PR #1938, opened 2019-02-06
[bk-gc] Prevent OOM: Restrict number of entry-loggers extraction

rdhabalia:
### Motivation

Due to #1937, bookies couldn't run GC for a week that accumulates > 10K entry-logger files on the disk. After restarting bookie, GC gets trigger and GC tries to extract and loads all data into memory which eventually causes OOM in bookie and bookies keep restarting.

### Changes

Bookie should extract entry-loggers in chunk to avoid memory pressure and OOM issues.

### DIFF
--- a/bookkeeper-server/src/main/java/org/apache/bookkeeper/bookie/GarbageCollectorThread.java
+++ b/bookkeeper-server/src/main/java/org/apache/bookkeeper/bookie/GarbageCollectorThread.java
@@ -63,6 +63,13 @@ public class GarbageCollectorThread extends SafeRunnable {
 
     // This is how often we want to run the Garbage Collector Thread (in milliseconds).
     final long gcWaitTime;
+    // Max number of entry-logger files should be extracted concurrently while
+    // performing GC
+    final int maxEntryLoggersPerScan;
+    // flag to iterate over chunk of of entry-logger files
+    boolean moreEntryLoggers = true;
+    long lastIterationLogId = 0;
+    private final boolean verifyMetadataOnGc;
 
     // Compaction parameters
     boolean enableMinorCompaction = false;
@@ -146,6 +153,9 @@ public class GarbageCollectorThread extends SafeRunnable {
         this.entryLogger = ledgerStorage.getEntryLogger();
         this.ledgerStorage = ledgerStorage;
         this.gcWaitTime = conf.getGcWaitTime();
+        
+        this.maxEntryLoggersPerScan = conf.getMaxEntryLoggersScanOnGc();
+        this.verifyMetadataOnGc = conf.getVerifyMetadataOnGC();
 
         this.numActiveEntryLogs = 0;
         this.totalEntryLogSize = 0L;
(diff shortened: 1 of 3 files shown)


merlimat:
I think a better long-term fix here is to remove the entyLogMetadata maps from the bookie memory and instead store them on disk (eg: in rocksdb). 

That will ensure that the amount of memory required by a bookie is completely independent from the amount of data stored in it.

rdhabalia:
> I think a better long-term fix here is to remove the entyLogMetadata maps from the bookie memory and instead store them on disk (eg: in rocksdb).

could be good idea. I will make the change.

reddycharan:
@rdhabalia to begin with, this is a major change touching one of the core component - gc. Functional tests validating the correctness and tests proving there wont be regression would be helpful.

reddycharan:
@rdhabalia correct me if I'm wrong with the following math

first of all I'm surprised that you have 10K entrylog files in a Bookie. What is your 'logSizeLimit'? the default value is 1 GB. If it is the default value then 10K entrylog file would take 10 TB.

lets assume you have 10 K entrylog files, for each entrylog file there will be EntryLogMetadata. Each EntryLogMetadata mainly contains Map of <long ledgerid, long ledgersize>. Lets assume on average in each entrylog file there will be entries of 100 ledgers. So it would be 100 * (8+8) = 1.6 KB. Including other overhead lets make it 4 KB. So 10 K * 4 KB = 40 MB. Even if we assume that there are entries of 1000 ledgers in an entrylog, including overhead memory size of EntryLogMetaData should be 40 KB, so 10K * 40KB = 400 MB.

So I'm not sure how memory needed for entryLogMetaMap could become bottleneck.

bookkeeper-server/src/main/java/org/apache/bookkeeper/bookie/GarbageCollectorThread.java
```diff
@@ -322,55 +332,64 @@ public void runWithFlags(boolean force, boolean suspendMajor, boolean suspendMin
...
+        long startTime = System.currentTimeMillis();
+        boolean isIteration = false;
+        do {
+            // Extract all of the ledger ID's that comprise all of the entry
+            // logs
+            // (except for the current new one which is still being written to).
+            entryLogMetaMap = extractMetaFromEntryLogs(entryLogMetaMap, isIteration);
+
+            // gc inactive/deleted ledgers
+            doGcLedgers();
```
reddycharan: this is very expensive operation. It iterates over all the ledger ranges in the metadata server/all the ledgers in the bookie, this shouldn't be called multiple times

bookkeeper-server/src/main/java/org/apache/bookkeeper/bookie/GarbageCollectorThread.java
```diff
@@ -322,55 +332,64 @@ public void runWithFlags(boolean force, boolean suspendMajor, boolean suspendMin
...
+
+            // gc entry logs
+            doGcEntryLogs();
```
reddycharan: this method iterates over all the entries in entryLogMetaMap, again calling this multiple times is not sensible.

rdhabalia:
@reddycharan 
Bookie reached to 10K entryLog files due to this #1937 bug and based on bookie stats, bookie had > 20M ledgers across all entryLog files. So, as soon as GC triggers, bookie was dying due to OOM and dump gave the root cause where entryLogMetadata-map data structure causing the issues which holds a map of entryLogId->ledgerId->ledgerIdSize. and It ends up taking up over 14GB total to the bookie node. I ran this patch on the node with `maxEntryLoggersPerScan=2K` which prevented bookie going OOM and GC/Compaction successfully cleaned up all 10K entryLogger files.

bookkeeper-server/src/main/java/org/apache/bookkeeper/bookie/GarbageCollectorThread.java
rdhabalia: yes, that's correct. therefore, have provided option `maxEntryLoggersPerScan=2000`. In normal case, bookie will have < 500 entryLog files so, it will not require multiple iteration but it will target issue where bookie is not able to recover with large number of entrylog files. and therefore, @merlimat suggested to persist entryLogmetadataMap into rocksDB so, I have created PR: #1949

reddycharan:
if you are planning to do - https://github.com/apache/bookkeeper/pull/1949/ , then is this change needed?

eolivelli:
@merlimat  @reddycharan  what's the status of this patch ?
☆ ☆ ☆ ☆
What is expected = Wherever a line above contains "number", copy that line.

Response area =
[bk-gc] Prevent OOM: Restrict number of entry-loggers extraction
+    // Max number of entry-logger files should be extracted concurrently while
rdhabalia: yes, that's correct. therefore, have provided option `maxEntryLoggersPerScan=2000`. In normal case, bookie will have < 500 entryLog files so, it will not require multiple iteration but it will target issue where bookie is not able to recover with large number of entrylog files. and therefore, @merlimat suggested to persist entryLogmetadataMap into rocksDB so, I have created PR: #1949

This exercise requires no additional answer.